I personally wouldn't dip my bud in my canna-oil I don't know what it would do. Honestly


----------



## umbra (Oct 3, 2015)

No Thai stick was supposed to be dipped in opium, and none of it was true. Snowhigh has bred the thai stick strains and released some beans. Pricey and hard to find. I know people in Thailand, and I have a hard time finding some of the things I want.


----------



## Sweetmansticky (Oct 3, 2015)

Your thinking of moon rocks blonde


----------



## tcbud (Oct 3, 2015)

umbra said:


> No Thai stick was supposed to be dipped in opium, and none of it was true. Snowhigh has bred the thai stick strains and released some beans. Pricey and hard to find. I know people in Thailand, and I have a hard time finding some of the things I want.

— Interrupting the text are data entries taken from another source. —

PR #1584, opened 2026-02-25
docs: update v1 references to link to hosted V1 API docs

localden:
Point v1 documentation links in README.md and docs/faq.md to the hosted API docs at https://modelcontextprotocol.github.io/typescript-sdk/v1/ instead of only referencing the v1.x branch.

This change also introduces the auto-gen between V1 and V2 docs.

### DIFF
--- a/scripts/generate-multidoc.sh
+++ b/scripts/generate-multidoc.sh
@@ -109,14 +109,28 @@ cd "$V2_WORKTREE"
 pnpm install
 pnpm -r --filter='./packages/**' build
 
-# Patch the V2 typedoc config to add navigation links and set the base URL
-# so that links resolve correctly when served under /v2/
+# Write the V2 pre-release banner script
+cat > docs/v2-banner.js << 'BANNER_EOF'
+document.addEventListener("DOMContentLoaded", function () {
+    var banner = document.createElement("div");
+    banner.innerHTML =
+        "This documents a <strong>pre-release</strong> version of the SDK. Expect breaking changes. For the stable SDK, see the <a href='/'>V1 docs</a>.";
+    banner.style.cssText =
+        "background:#fff3cd;color:#856404;border-bottom:1px solid #ffc107;padding:8px 16px;text-align:center;font-size:14px;";
+    banner.querySelector("a").style.cssText = "color:#856404;text-decoration:underline;";
+    document.body.insertBefore(banner, document.body.firstChild);
+
+
+});
+BANNER_EOF
+
+# Patch the V2 typedoc config to add navigation links, base URL, and banner
 node -e "
 import fs from 'fs';
 const cfg = fs.readFileSync('typedoc.config.mjs', 'utf8');
 const patched = cfg.replace(
   /export default \{/,
-  \"export default {\\n    hostedBaseUrl: 'https://modelcontextprotocol.github.io/typescript-sdk/v2/',\"
+  \"export default {\\n    hostedBaseUrl: 'https://modelcontextprotocol.github.io/typescript-sdk/v2/',\\n    customJs: 'docs/v2-banner.js',\"
 ).replace(
   /navigation:/,
   \"navigationLinks: {\\n        'V1 Docs': '/',\\n    },\\n    navigation:\"
--- a/typedoc.config.mjs
+++ b/typedoc.config.mjs
@@ -43,6 +43,7 @@ export default {
     headings: {
         readme: false
     },
+    customJs: 'docs/v2-banner.js',
     treatWarningsAsErrors: true,
     out: 'tmp/docs/',
 };
--- a/docs/v2-banner.js
+++ b/docs/v2-banner.js
@@ -1,0 +1,9 @@
+document.addEventListener("DOMContentLoaded", function () {
+    var banner = document.createElement("div");
+    banner.innerHTML =
+        "This documents a <strong>pre-release</strong> version of the SDK. Expect breaking changes. For the stable SDK, see the <a href='/'>V1 docs</a>.";
+    banner.style.cssText =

I also remember the Thai stick of the seventies. There was opium involved, totally agree umbra.  Then came the larger Buddah sticks, good but not up to the Thai stick high. Ah, the high was legendary.


----------



## Hushpuppy (Oct 3, 2015)

I don't know from personal experience but I read an article once that said Tai stick is a landrace strain from Thailand that is very old and very potent. Like THG said, it was/is hand wrapped around the stem sort of like the way Cubans hand roll Cuban cigars. It is my understanding that it is a Thailand law that its not allowed to be exported, which is why it is very hard to find.


----------



## hippy59 (Oct 3, 2015)

I was lucky enough back in the late 70s to visit Thialand while in the Navy, and got about 25 sticks of it for something like 50 cents. I was a very happy sailor for some time after that visit. lol. would LOVE to get some seed stock of it and even mauwe wowy would be great. the real stuff. I was stationed in pearl harbor.


----------



## Gooch (Oct 3, 2015)

I would love to see the old strains grown using the techniques of today, to maximize potency. Does anyone have lins to seedbanks that carry older strains?


----------



## blondlebanese (Oct 4, 2015)

so it remains a mystery


----------



## Gooch (Oct 4, 2015)

the problem is we done know who coined the phrase or what its context was/is. Some have posted what urban dictionary says, some posted what wiki says, some posted personal understandings and it could technically be all of them


----------



## umbra (Oct 4, 2015)

SnowHigh's Vietnamese laughing grass and golden thai best represent what was in the old thai stick.
http://www.firestax.com/index.php/jaws-gear/product/388-golden-thai
http://www.firestax.com/index.php/snowhigh-seeds/product/601-vietnamese-laughing-grass


----------



## The Hemp Goddess (Oct 4, 2015)

blondlebanese said:


> so it remains a mystery


 
Well, I know what it was back in the 70s--pretty much like hush explained.  I do not really know what the term has evolved to mean.  Back then, few people were growing sensi bud, so just not having seeds was a huge thing.  Knew a guy who used to say that a lot of his "stuff" crossed the ocean in a diplomatic pouch...I remember some great Lebanese hash he had one time....


----------



## tcbud (Oct 4, 2015)

With potency up now compared to the seventies (when seedless growing techniques were new and smoking that seedless sens then.) it sure seemed like some of the smoke back then was more potent than now. Key word there is seemed. Have I become jaded by smoking such good smoke? Or is it a memory that has blossomed in my mind as time has flown by? That first Sensi was amazing, green bud with red hairs, still on the stem. The trimmers back then must have been in heaven. Funny, here the prices have not changed at all either in all these years, small retail prices that is.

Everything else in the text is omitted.